Its because the P in ISFP comes from Se as a second function, so if you had Si instead of Se you could not be an ISFP. In order to be an ISFP you have to have Se. Now, is this unnecessarily rigid? Probably. Should Se be the determining factor of P? Maybe not. But that is the system.

Also most of what you call Si isn't Si. Si deals with a subjectivity of perception. Basically you pay more attention to what a sense experience gives off in you -- how it comes across to you, rather than the objective experience itself. If Se tends to want to experience the world as it is, then Si focuses on the world 'as I see it.'


----------



## Glenda Gnome Starr (May 12, 2011)

Wow, that is best explanation of the difference between Se and Si. That helps me to understand why my Si is just not there...



LiquidLight said:


> No. At least not in Myers-Briggs as it relates to cognitive functions.
> 
> Its because the P in ISFP comes from Se as a second function, so if you had Si instead of Se you could not be an ISFP. In order to be an ISFP you have to have Se. Now, is this unnecessarily rigid? Probably. Should Se be the determining factor of P? Maybe not. But that is the system.
> 
> Also most of what you call Si isn't Si. Si deals with a subjectivity of perception. Basically you pay more attention to what a sense experience gives off in you -- how it comes across to you, rather than the objective experience itself. If Se tends to want to experience the world as it is, then Si focuses on the world 'as I see it.'


----------



## Pixzelina (May 25, 2013)

LiquidLight said:


> No. At least not in Myers-Briggs as it relates to cognitive functions.
> 
> Its because the P in ISFP comes from Se as a second function, so if you had Si instead of Se you could not be an ISFP. In order to be an ISFP you have to have Se. Now, is this unnecessarily rigid? Probably. Should Se be the determining factor of P? Maybe not. But that is the system.
> 
> Also most of what you call Si isn't Si. Si deals with a subjectivity of perception. Basically you pay more attention to what a sense experience gives off in you -- how it comes across to you, rather than the objective experience itself. If Se tends to want to experience the world as it is, then Si focuses on the world 'as I see it.'


When I read the explanation of Si online it just says stuff about comparing and contrasting things, having a detailed memory, etc.. This is really confusing


----------



## Pau7 (Jun 20, 2013)

lunareclipzee said:


> My Si use seems to be really high. I think about the past a lot and I don't like it when things change at first (though I get used to it very quickly. I'm always looking at strangers and then having them remind me of someone else, same with the taste of food and smells. Is it possible to be ISFP if you use Si a lot?

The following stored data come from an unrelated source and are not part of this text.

PR #1115, opened 2025-07-29
Remove outdated TestGraphResult class

phate:


jlm/rvsdg/region.cpp
```diff
@@ -115,7 +115,6 @@ RegionResult::Create(
     StructuralOutput * output,
     std::shared_ptr<const rvsdg::Type> type)
 {
-  JLM_ASSERT(origin.region() == &region);
```
phate, line 118: This JLM_ASSERT() should never have been there in the first place. The regions of are checked further up in the Input class constructor.

haved (approved):

PR #1116, opened 2025-07-30
Add NormalizeCallEntryMemoryStateMerge reduction

phate:
Adds the NormalizeCallEntryMemoryStateMerge reduction to the LambdaEntryMemoryStateSplitOperation class and enables it in the NodeReduction pass

### DIFF
--- a/jlm/llvm/ir/aggregation.hpp
+++ b/jlm/llvm/ir/aggregation.hpp
@@ -17,105 +17,11 @@ class ControlFlowGraph;
 
 class AggregationNode
 {
-  class iterator final
-  {
-  public:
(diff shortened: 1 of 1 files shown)


haved (approved):
Looks good. I think the semantics of these nodes are a bit underspecified, which might make it a bit tricky to modify them, but it makes sense to try and go ahead and then find out as we go along

phate:
Well, interesting....

phate:
I looked at the problem, and in my opinion, this JLM_ASSERT() is just plain wrong. I think I understood the problem and will set up a unit test, fixing the issue. The added transformation was just the enabler for this to fail.

PR #1118, opened 2025-07-31
Move DotWriter.[cpp/hpp] out of backend folder

phate:


phate:
I am tired of manually inserting code to print out dot files between transformations. I want some functionality of printing out dot graphs after/before transformations similar to LLVM's --print-after-all etc. This is the first step in this direction.

haved (approved):

PR #1122, opened 2025-08-01
Fix Common Node Elimination

phate:
This PR does the following:
1. It could be that we check congruence for values that are the arguments from different theta nodes. This caused an JLM_ASSERT() to be thrown in the original code. Let's ensure that we handle this case gracefully.
2. Overhaul the CNE congruence check to reflect the latest API changes.


phate:
This hopefully fixes the issue from #1116

haved (approved):

PR #1129, opened 2025-08-02
Remove outdated jlm::tests::GraphImport class

phate:


haved:
Very weird CI failure, did you hit some sort of rate limit or did GitHub just have a hiccup? @phate

jlm/rvsdg/graph.cpp
```diff
@@ -24,6 +24,20 @@ GraphImport::debug_string() const
...
+GraphImport::Copy(Region & region, StructuralInput *)
+{
+  return Create(*region.graph(), Type(), Name());
+}
+
+GraphImport &
+GraphImport::Create(Graph & graph, std::shared_ptr<const rvsdg::Type> type, std::string name)
+{
+  auto graphImport = new GraphImport(graph, std::move(type), std::move(name));
+  graph.GetRootRegion().append_argument(graphImport);
```
haved, line 37: Is it necessary to append the argument even when the `GraphImport` constructor passes the root region to the `RegionArgument` constructor? If so, why is it not also done in the `Copy` method?

haved (approved):
Looks good, just one question

phate:
@haved I suspect hiccup.

haved (approved):

PR #1131, opened 2025-08-04
Add unique node identifier

phate:


phate:
@caleridas @haved While this is not much, but I would like to have both your review on this as this is rather important to get right.

haved:
@phate @caleridas is it a bit overkill to make the Id globally unique? It kind of removes the ability to do anything multithreaded ever. If the only thing we care about is the relative order within regions, we can get away with making it atomically increasing, but I think it is a bit more hygienic to avoid global variables altogether and have one counter per region. This would still be deterministic, assuming passes do not place nodes from different regions into the same priority queue of `std::pair<id, node*>`s. This should in practice be easy to avoid. As long as traversers are deterministic, most passes automatically become deterministic, as long as they avoid placing `node*/output*` in sets and then iterating over them.

jlm/rvsdg/node.cpp
```diff
@@ -252,8 +252,16 @@ node_output::node_output(Node * node, std::shared_ptr<const rvsdg::Type> type)
       node_(node)
 {}
 
+static Node::Id
+CreateNodeId() noexcept
+{
+  static Node::Id id = 0;
```
caleridas, line 258: Well this immediately causes thread-safety issues for the entire library (e.g. two threads using the rvsdg library concurrently, on _entirely_ distinct compilation units), so this is not advisable. I would suggest not making a mutable library-wide global. Per region should be fine.

caleridas (changes requested):
Library-wide global is definitely problematic. It could be made "atomic" to at least be correct, but I would rather not create "library-wide mutable global state" to begin with.

phate:
@caleridas Are you fine with it as well?

PR #1133, opened 2025-08-05
Move delta node definition to rvsdg

caleridas:
Make delta node a generic rvsdg node. Let llvm backend extend / override the delta operation bits.


phate (changes requested):
Nothing major, I would still like to rename the files.

phate (approved):

PR #1136, opened 2025-08-06
Remove global tracker registry

phate:
Replaces the global tracker registry with a per-region registry as trackers work nowadays solely on a per-region basis and not on a per-graph basis any longer.


phate:
@caleridas @haved Anyone, please!?

haved (dismissed):
Looks good, I just had to dig around the code for a bit to realize that Trackers are a separate concept to the callbacks we register on the Notifiers in `rvsdg/notifiers.cpp`. The latter are still global, which explains why this PR was smaller than I first thought it would be.

PR #1148, opened 2025-08-13
Add check to RegionAwareModRefSummary

phate:


haved (dismissed):
The check makes sense, at least for as long as we do not have any context sensitivity

phate:
@caleridas Here is the renaming.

My Si isn't very good, but I still see people sometimes that remind me of another person (mistaking identity). I think that might be a symptom of shadow Si, because it's being improperly used.

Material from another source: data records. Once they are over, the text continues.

PR #1150, opened 2025-08-13
LambdaBuilder and one API clarification

caleridas:
Add a lambda builder object. This allows incrementally building a lambda construct. It offers an API that allows to determine the full type signature (including return types) of the function at the very end.

Remove one superfluous std::optional specification in a delta API.

### DIFF
--- a/jlm/rvsdg/lambda.hpp
+++ b/jlm/rvsdg/lambda.hpp
@@ -19,6 +19,8 @@
 namespace jlm::rvsdg
 {
 
+class LambdaBuilder;
+
 /** \brief Lambda operation
  *
  * A lambda operation determines a lambda's \ref FunctionType "function type".
@@ -115,6 +117,17 @@ public:
     rvsdg::Output * inner;
   };
 
+  /**
+   * \brief Formal argument variable
+   */
+  struct ArgumentVar
+  {
+    /**
+     * \brief Access argument object in subregion.
+     */
+    rvsdg::Output * arg;
+  };
+
   [[nodiscard]] std::vector<rvsdg::Output *>
   GetFunctionArguments() const;
 
@@ -197,6 +210,18 @@ public:
   GetContextVars() const noexcept;
 
   /**
+   * \brief Maps region argument to its disposition (formal argument or context var).
+   *
+   * \returns
+   *   A description of the role that this arguments plays.
+   *
+   * \pre
+   *   \p output must be an argument to the subregion of this node.
+   */
+  std::variant<ArgumentVar, ContextVar>
+  MapArgument(const rvsdg::Output & output) const;
+
+  /**
    * Remove lambda inputs and their respective arguments.
    *
    * An input must match the condition specified by \p match and its argument must be dead.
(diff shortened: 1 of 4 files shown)


jlm/rvsdg/lambda.hpp
```diff
@@ -287,6 +314,81 @@ LambdaNode::RemoveLambdaInputsWhere(const F & match)
...
+   *
+   * \return
+   *   Region arguments that represent formal parameters of the function.
+   *
+   * \pre
+   *   \p this must not have been finalized yet.
+   *
+   */
+  std::vector<Output *>
+  Arguments();
```
phate, line 340:
```
[[nodiscard]] std::vector<Output*>
Arguments() const noexcept
```

jlm/rvsdg/lambda.hpp
```diff
@@ -287,6 +314,81 @@ LambdaNode::RemoveLambdaInputsWhere(const F & match)
...
+   * \return
+   *   The region
+   *
+   * \pre
+   *   \p this must not have been finalized yet.
+   *
+   */
+  rvsdg::Region *
+  GetRegion();
+
```
phate, line 354:
```
[[nodiscard]] rvsdg::Region &
GetRegion() const noexcept
```

jlm/rvsdg/lambda.hpp
```diff
@@ -287,6 +314,81 @@ LambdaNode::RemoveLambdaInputsWhere(const F & match)
...
+   * \param op
+   *   The operations struct for this lambda, including the formal type signature of the function.
+   *
+   * \pre
+   *   \p this must not have been finalized yet.
+   *
+   * \return
+   *   The output representing the bound lambda object.
+   */
+  Output *
```
phate, line 385: Return type should be `rvsdg::Output &`

jlm/rvsdg/lambda.hpp
```diff
@@ -287,6 +314,81 @@ LambdaNode::RemoveLambdaInputsWhere(const F & match)
...
+  Finalize(const std::vector<jlm::rvsdg::Output *> & results, std::unique_ptr<LambdaOperation> op);
+
+private:
+  LambdaNode * node_;
```
phate, line 389: `Node_`

jlm/rvsdg/lambda.hpp
```diff
@@ -287,6 +314,81 @@ LambdaNode::RemoveLambdaInputsWhere(const F & match)
   return numRemovedInputs;
 }
 
+class LambdaBuilder
```
phate, line 317: Maybe a little doxygen comment on top why this builder is here and what is the difference of it compared to the LambdaNode::Create() and LambdaNode::Finalize() methods.

phate (changes requested):

jlm/rvsdg/lambda.hpp
caleridas: This should eventually replace all other means of constructing lambdas -- this PR is for illustrating and discussing whether you are fine with the shape before I start converting anything.

jlm/rvsdg/lambda.hpp
caleridas: done

jlm/rvsdg/lambda.hpp
caleridas: done

PR #1153, opened 2025-08-14
Add RouteToRegion() function

phate:
Adds a general RouteToRegion() function and replaces all usages of the old instances with the new function.


caleridas:
Interestingly I have an even more general (stateful with memoization and caching) concept of this in the cow to rvsdg compiler (to resolve bindings which cross layers implicitly in cow but need explicit routing in rvsdg). There are several nuances to this as linearity of states must also be preserved, states cannot be bound lambda contexts etc.

phate:
@caleridas Do your comment apply that you would like to see your version here and this should not be merged? Or was this just a FYI for now?

caleridas:
> @caleridas Do your comment apply that you would like to see your version here and this should not be merged? Or was this just a FYI for now?

I will get what I have out ASAP so you can take a look, I am not certain how to proceed

phate:
@caleridas I will need something like this function soon. Either we merge this one and later replace it with your "better" version, or you maybe could prepare what you got so we can take a look at it.

phate:
@haved Could you take a look at this PR please?

PR #1256, opened 2025-09-21
HLS: Convert ConstantDistribution pass into a transformation

phate:


jlm/hls/backend/rvsdg2rhls/distribute-constants.hpp
```diff
@@ -3,22 +3,42 @@
...
+
+  ConstantDistribution(const ConstantDistribution &) = delete;
+
+  ConstantDistribution(ConstantDistribution &&) = delete;
+
+  ConstantDistribution &
+  operator=(const ConstantDistribution &) = delete;
+
+  ConstantDistribution &
+  operator=(ConstantDistribution &&) = delete;
```
haved, line 29: Is it a bit overkill to delete move constructors and move assignment? This makes it impossible to put the transformations in a vector, for example

haved (approved):
Looks good, one general comment @phate

jlm/hls/backend/rvsdg2rhls/distribute-constants.hpp
phate: Fixed.

jlm/hls/backend/rvsdg2rhls/distribute-constants.cpp
```diff
@@ -8,10 +8,11 @@
 #include <jlm/hls/ir/hls.hpp>
 #include <jlm/hls/util/view.hpp>
 #include <jlm/rvsdg/gamma.hpp>
+#include <jlm/rvsdg/lambda.hpp>
```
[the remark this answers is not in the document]
phate: Because they were removed from the distribute-constants.hpp

jlm/hls/backend/rvsdg2rhls/distribute-constants.hpp
haved: @phate It looks like you removed the lines that delete the copy constructor/assignment, not the move constructor/assignment. Since this class is completely stateless I guess we don't really need to delete either, but I think the move constructor is the most important to not delete

phate: Meh, sleeping on the wheel. Should be fixed now.

haved (approved):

Sometimes I don't like it when things change, either - but I think that has more to do with the fact that I need to find the underlying idea of whatever I'm experiencing _first _before I can fully adjust. It's an introvert thing in general. Although, I think everyone likes predictability to some extent, just because it makes things easier.

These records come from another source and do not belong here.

PR #1275, opened 2025-09-27
Add LoadChainSeparation transformation

phate:
Add a transformation that renders chains of load operations independent from each other in the graph. Currently, the transformation only supports the separation within a region and does not go beyond region boundaries. Going beyond region boundaries will be tackled in a future PR.

This transformation will replace the node normalizations that try to perform the same RVSDG transformation as part of the node reduction transformation, albeit way more inefficiently.


haved (approved):
Looks great, 

I tried running NodeReduction after my state encoding, at it was very slow, so this should hopefully be great for speeding it up @phate

PR #1280, opened 2025-09-29
Bump hls-test-suite

sjalander:


haved (approved):

sjalander:
@haved @phate
I guess I should have waited until the checks are completed before asking for a review :)
The CI will not fail if, for some reason, it doesn't produce the right number of cycles.

PR #1282, opened 2025-09-30
Fix Inputs() and Outputs() method of node class

phate:


haved (approved):
Woah, wild that this had not caused problems yet

PR #1294, opened 2025-10-02
TODO

phate:


caleridas:
> @caleridas The const-ness pushes through until the TraversalTracker, leading ultimately to a lot of code duplication. Not sure how to better model this. My two ideas on this:
> 
> 1. Templated traversal tracker base class, with two final subclasses, one where template is `Node*` and another where template is `const Node*`
> 2. TraversalConstIterator: Not much that can really done about it. We would need two iterators.
> 3. I also do not see much of how this could be factored out.
> 
> I am kind of not really happy about this all, but I do not have great ideas about it now. Do you have any?

Just template both traverser and tracker (e.g. as "GenericTopDownTraverser"). Then:

using TopDownTraverser = GenericTopDownTraverser<Node*>;
using ConstTopDownTracerserv = GenericTopDownTraverser<const Node*>;

No subclasses.

haved:
@phate @caleridas I had a go at writing a templated version that does not use region/input change notifications. See #1295.

I think this is the last place in the codebase where `notifiers.hpp` are used, unless someone who uses rvsdg as a library need them.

Just remember that we use all the functions every day, but our most conscious processes are going to be Fi and Se, as well as Ni to some extent. You might be paying special attention to when you use Si, which could skew your view of how often you use it.


----------



## Inveniet (Aug 21, 2009)

lunareclipzee said:


> When I read the explanation of Si online it just says stuff about comparing and contrasting things, having a detailed memory, etc.. This is really confusing


Like every area of human endeavour that persists for a while Jungs type ideas have divided into factions. So now you have lots of different takes and descriptions, but everybody use the same labels.

I personally find Jungs description the best as all the others kinda had their own agendas with redefining what he did. To understand what the different descriptions mean you have to understand why they decided to diverge from Jung. Some did it for idealistic reasons, some wanted to simplyfy, some wanted to expand on him, others wanted proof and yet others wanted to make money. No matter the reason it has colored the theories significantly.

You have to choose one of these systems and just operate out from it's teachings.
Every time someone clash on this site, they have different takes on what the labels mean.
ISFP is traditionally organized like Fi, Se, Ni, Te (Fe, Si, Ne, Ti) in shadow.
Socionics and the Beebe model expand on the role of Si in their systems as in standard MBTI ISFPs don't use Si.

From a Jungian perspective Si is about withdrawing from what the senses percive and only allowing effects that are persistent over time any real imprint. Se on the other hand accept all the sense impressions to have an effect all the time. Si users therefore get a very detached attitude to what is going on around them. And they have a feeling that each recognized effect is more like a spirit with magical powers. You see this in the Bible a lot where the Ni users "pure" religious attitude is in constant conflict with Si users aptitude to start worshiping idols. Si makes icons that over time gets revered almost like house-gods stated or not.


----------



## I Kant (Jan 19, 2013)

Technically I think yes.

Your type, if it is ISFP, doesn't have Si in the first main four functions.

Luckily you are a human being and not merely a type.

...

Presumably.


----------



## Inveniet (Aug 21, 2009)

default settings said:


> Technically I think yes.
> 
> Your type, if it is ISFP, doesn't have Si in the first main four functions.
> 
> ...


What do you mean when you say that someone is a human being and not a type?
Do you think that isolating the trends in a persons orientation is somehow inhumanizing them?


----------



## I Kant (Jan 19, 2013)

hornet said:


> What do you mean when you say that someone is a human being and not a type?
> Do you think that isolating the trends in a persons orientation is somehow inhumanizing them?


A type doesn't even describe someone's personality.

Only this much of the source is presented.